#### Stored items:
PR #15389, opened 2026-02-27
fix: render think tags as reasoning blocks + increase MCP MaxListeners

### LINKED ISSUE #11439: Support parsing `<think>` and `<thinking>` tags as reasoning blocks

erwinh22:
### Issue for this PR

Closes #11439

### Type of change

- [x] Bug fix
- [ ] New feature
- [ ] Documentation

### What does this PR do?

Models like DeepSeek R1, QwQ, and other reasoning models emit `<think>`/`<thinking>` tags inline in text parts instead of using the dedicated reasoning content block. These tags leak into rendered output as raw HTML in both the TUI and web UI.

**Think-tag fix:**
- Added `splitThinkBlocks()` / `stripThinkTags()` utilities in `packages/util/src/think.ts` and `packages/opencode/src/util/format.ts`
- TUI `TextPart` now extracts reasoning and renders it as a dimmed/bordered block (only when thinking display is enabled)
- Web UI `TextPartDisplay` renders extracted reasoning in a `reasoning-part` div
- CLI `run.ts` strips think tags from output; shows reasoning with `--thinking` flag

**MCP MaxListeners fix (related):**
- With 7+ local MCP servers, the default `EventEmitter` limit of 10 is easily exceeded because each `StdioClientTransport` adds listeners to stdin/stdout/stderr plus `drain` listeners for concurrent protocol requests
- Dynamically calculates the needed limit from the local MCP server count and raises `EventEmitter.defaultMaxListeners` + per-stream limits before connecting

Tested locally with DeepSeek R1 and QwQ models that emit `<think>` tags in streaming responses. Verified tags no longer leak into TUI/web rendered output and reasoning blocks display correctly. MCP fix verified with 8 local MCP servers — no more MaxListeners warnings.

### Screenshots / recordings

_N/A — TUI text rendering change; reasoning blocks render with dim/italic styling behind a left border._

### Checklist

### DIFF
--- a/packages/opencode/src/cli/cmd/run.ts
+++ b/packages/opencode/src/cli/cmd/run.ts
@@ -27,6 +27,7 @@ import { SkillTool } from "../../tool/skill"
 import { BashTool } from "../../tool/bash"
 import { TodoWriteTool } from "../../tool/todo"
 import { Locale } from "../../util/locale"
+import { splitThinkBlocks } from "../../util/format"
 
 type ToolProps<T extends Tool.Info> = {
   input: Tool.InferParameters<T>
@@ -490,7 +491,18 @@ export const RunCommand = cmd({
 
             if (part.type === "text" && part.time?.end) {
               if (emit("text", { part })) continue
-              const text = part.text.trim()
+              const { reasoning, text: displayText } = splitThinkBlocks(part.text)
+              if (reasoning && args.thinking) {
+                const line = `Thinking: ${reasoning}`
+                if (process.stdout.isTTY) {
+                  UI.empty()
+                  UI.println(`${UI.Style.TEXT_DIM}\u001b[3m${line}\u001b[0m${UI.Style.TEXT_NORMAL}`)
+                  UI.empty()
+                } else {
+                  process.stdout.write(line + EOL)
+                }
+              }
+              const text = displayText.trim()
               if (!text) continue
               if (!process.stdout.isTTY) {
                 process.stdout.write(text + EOL)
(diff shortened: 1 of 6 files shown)


saurav-shakya:
This PR should also close #16903 (GLM-5 thinking output pollution issue) as it implements the same fix. The GLM-5 model has the same `<think>` tag rendering problem described in the issue.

#### What you will do:
Up to and including the line with "### What does this PR do?", restate the records above word for word from the very first line.

#### Response to the exercise:
PR #15389, opened 2026-02-27
fix: render think tags as reasoning blocks + increase MCP MaxListeners

### LINKED ISSUE #11439: Support parsing `<think>` and `<thinking>` tags as reasoning blocks

erwinh22:
### Issue for this PR

Closes #11439

### Type of change

- [x] Bug fix
- [ ] New feature
- [ ] Documentation

### What does this PR do?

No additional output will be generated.